FIG. 1 is a plan view of a magnet roll according to an embodiment of the present invention;
FIG. 2 is a side view of the magnet roll of FIG. 1; and
FIG. 3 is an exploded view of the magnet roll of FIG. 2.
Referring to FIG. 1, a magnet roll 1 comprises a shaft 2 having a square cross section with cylindrical projections 2a at both ends, and magnet blocks 3a-3e. The arrangement and structures of the magnet blocks 3a-3e as well as their directions of magnetization are shown in FIG. 2. Please note that each magnet block has a different cross section with different direction of magnetization.
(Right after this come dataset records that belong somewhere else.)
PR #3792, opened 2023-01-23
OBPIH-5273 Dashboard is underlined in menu on some pages (fixes after qa)

alannadolny:


src/js/components/stock-movement-wizard/StockMovementVerifyRequest.jsx
```diff
@@ -197,6 +197,9 @@ class StockMovementVerifyRequest extends Component {
             },
           };
 
+          const { pathname } = this.props.history.location;
+          this.props.history.replace({ pathname, search: `direction=${resp?.origin?.id === this.props.currentLocation?.id ? 'OUTBOUND' : 'INBOUND'}` });
```
awalkowiak, line 201: I do not get why this needs to be done. I think `create request` is always inbound and `verify request` is always outbound or if there is a way to enter verify request as `inbound` then why not add it as `injectedDirectly`?

src/js/utils/menu-utils.jsx
```diff
@@ -5,6 +5,7 @@ export const checkActiveSection = ({
   menuUrls,
   path,
   params,
+  menuSectionsUrlParts,
```
awalkowiak, line 8: If you are passing this here, then this entire util should be reworked to be based on this config and to get it working in the same way as on the grails side

grails-app/views/order/addComment.gsp
```diff
@@ -78,5 +78,13 @@
 			</div>
 		</div>
 	</div>
+<script>
+	$(document).ready(function() {
+		const menuConfigValues = $(".menu-config-value").toArray();
+		const stockMovementDirection = ${orderInstance.orderType.isPutawayOrder()} ? 'inbound' : 'purchasing';
+		const foundSection = menuConfigValues.find(it => stockMovementDirection === it.name)
+		applyActiveSection(foundSection)
```
awalkowiak, line 86: Two of the above lines could be moved to the `applyActiveSection` and only the `stockMovementDirection` could be passed instead of `foundSection`. That would reduce the amount of lines copy pasted.

awalkowiak (changes requested):

awalkowiak (approved):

FIG. 3 shows the shaft 2 and the magnet blocks 3a-3e separated from each other. It is noted that the magnet block 3a has an angled portion 4 formed in the shaft contacting surface 10 which can mate with a corner 5 of the shaft 2. The magnet block 3a, therefore, may be first bonded to the square shaft 2 while mating the angle 4 with the corner 5. In this embodiment, the magnet block 3b also has a right angled portion 6 in shaft contacting surface 12, so it is second to be bonded onto the shaft 2. The magnet block 3b may be easily positioned precisely on the shaft 2 and the block 3a by mating the angle 6 with corner 14 of the shaft 2, and by engaging complementary mating means on the contacting surfaces of blocks 3a and 3b, namely groove 8 in surface 16 of the block 3b with a ridge 7 in surface 18 of the block 3a. The magnet blocks 3c and 3d are then bonded to the shaft 2 and adjacent blocks 3b and 3a. The sector-shaped magnet block 3e is finally inserted into an open space of the magnet roll being assembled. Accordingly, the magnet block 3e need not have any projection, groove or angle. The resulting magnet roll 1 has six magnet poles as shown in FIG. 2.
Barium ferrite powder (particle size: about 1 μm) and nylon 66 were blended in the ratio by weight of 8:2 in a batch-type kneader at about 240° C., and then subjected to injection molding at 270° C. and 70 kg/cm in a suitable magnetic field. The moldings are cooled and magnetized to provide the anisotropic magnet blocks 3a-3e as shown in FIG. 3. The assembling of the anisotropic magnet blocks 3a-3e were conducted in the order of 3a-3b-3c-3d-3e while contacting the corresponding complementary mating portions of the blocks and the shaft with each other as mentioned above. The resulting magnet roll has an outer diameter of 15 mm. The assembling and bonding of all the magnet blocks 3a-3e took about 4 minutes, much shorter than the time (about 7 minutes) which was usually needed for bonding magnetic blocks of the same size having no complementary mating portions. This is attributable to the fact that the precise positioning of the magnetic blocks can be conducted very easily according to the present invention. This is particularly advantageous when a small-sized magnet roll is to be made.